4	Offset of B-Frame for channel N.
4	Offset of next A-Frame (necessary to rebuild frame index, without any sample decoding)


================================================================================
3) The B-Frame and C-Frame
================================================================================

B-Frames contain a fixed number of sampes encoded using various schemes.  C-Frames, however, can have a variable number of samples and are encoded using a single scheme.  This allows the encoder to partition B-Frames into C-Frames wherever is most efficient, while still allowing for quick random access to B-Frames.

In order to help facilitate certain encoding schemes, it's assumed the previous sample is known.  For this reason, B-Frames consist of the first sample uncompressed, followed by a sequence of C-Frames.

The B-Frame and C-Frame are a streams of tightly packed bits that are not byte aligned (except when noted), and have the following bit structure.

Bits	Description
X	First sample of the frame, uncompressed where X=bits per sample
4	Encoding method of the next C-Frame
??	C-Frame
4	Encoding method of the next C-Frame
??	C-Frame
...
?	Pad of 0's to the next nearest byte.

The stream goes on until it encodes the number of expected samples in the B-Frame.

These are the  C-Frame types currently supported:

Value	Description
0	Simple differential reduced bit width.
[1,F]	Reserved


================================================================================
4) The C-Frame Types
================================================================================
All C-Frame types can know the value of the sample prior to the first sample of the C-Frame.
All C-Frame types must have its own method of determing the end of its data. 

---------------------------------------
4.1) Differential Reduced Bit Width
---------------------------------------
Encode the difference between successive samples using tightly packed constant N-bit integers.  The last sample is NOT padded with 0's to the next nearest byte boundary.

Bits	Description
4	N = Number of bits per diff. (Vary size of this field depending on bits per sample?)
2	Diff count size.  00=>4 bits; 01=>8 bits; 10=>12 bits; 11=>16 bits;
?	Diff count.
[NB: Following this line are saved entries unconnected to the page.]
PR #208, opened 2020-11-01
Add types everywhere

PeterJCLaw:
This adds type annotations to the remaining few places they were missing and then updates the config to require them everywhere.


modules/sr/robot/ruggeduino.py
```diff
@@ -69,7 +69,7 @@ def analogue_read(self, pin: int) -> float:
         """Read an analogue input"""
         return self.analogue_input_array[pin].read_value()
 
-    def pin_mode(self, pin_no, mode):
+    def pin_mode(self, pin_no: int, mode: object) -> None:
```
trickeydan, line 72: Please use `typing.Any` instead of object. It makes it much easier to remove unknown types as mypy can warn with the right config.

trickeydan (changes requested):

modules/sr/robot/ruggeduino.py
PeterJCLaw: Do you have an example of where that would matter? I've recently started using `object` to signal that a parameter is unused, as distinct from `Any` which I tend to use when I'm passing through a value to a wrapped function. If that creates issues it would be useful to understand them.

RealOrangeOne: I'd have to agree with using `Any`, even if just for the sake of not confusing people when they read it.

Given we're already setting up pins for them, and the API is already not compatible, I wonder if we even need this method stub at all. Can't have semantics issues if you don't have any code!

PeterJCLaw: Would be good to reach a consensus on this before it diverges too far from `master`.

My concern with using `Any` is that if we did start to use the value then there would be no impetus to change the signature and we could easily end up with `Any`s persisting through the code. Using `object` forces it to be changed before it can be used, which is a good thing IMO.
If there are technical reasons not to use `object` in this way I'd really like to hear them because (as noted) I've started using this pattern elsewhere (for this reason) so would like to know what I've missed that makes this undesirable.

Regarding just removing this function -- I'd be happy with doing that if we think that that's a better solution here. Perhaps it is?

RealOrangeOne: I'm happy with `object` or removing the method, with a preference for the latter.

PeterJCLaw: 6a180a18a57558219b6c6a8dc97dc0d159e34596 removes this.

PeterJCLaw: (I'd still like to understand the original concern here though!)

RealOrangeOne (approved):

PR #209, opened 2020-11-05
Reduced timestep frequency

eljueves:


PeterJCLaw:
Thanks for putting this together.

Have you been able to determine that this does indeed result in the improvement we were looking for -- that it reduces the frequency, impact or both of the physics issues that we had last year? If so, please could you detail the testing you've done in the PR description; both so others can easily reproduce this on other machines and for future reference.

Separately, it might be worth rebasing this branch to remove the redundant commits? (I'd recommend doing that sort of thing prior to putting up a PR in future).

eljueves:
@PeterJCLaw I am not exactly sure what kind of physics problems that were occurring last year. I ran a couple simulations with 16ms time step and it was hard to tell the difference on my machine. do you have any scenarios that I can run?

eljueves:
I will rebase all PRs going forward. thanks for letting know

RealOrangeOne:
@eljueves the fact it's not obviously worse is definitely a good thing!

The main issues we saw were around robots crashing into eachother, especially with grabbers. When they do, it would often result in one of the robots being thrown violently from the arena.

eljueves:
@RealOrangeOne I will try that scenario

eljueves:
I'm going to close this pr and make a new one later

Actual width depends on previous two bits.
N	First difference.
N	Second difference.
...


================================================================================
5) The Future
================================================================================
The following are features that may or may not make it into future versions of the format.

---------------------------------------
5.1 Future Features
---------------------------------------
*Store the min/max values of each B-Frame to allow quicker searches for interesting parts of a file.
*Implement some kind of marker system.
*Mip-map the samples to allow quick navigation at various "zoom levels".

---------------------------------------
5.2 Future encoding schemes
---------------------------------------
*Run length encoding.  If there is little to no noise, this can result in very large compression ratios.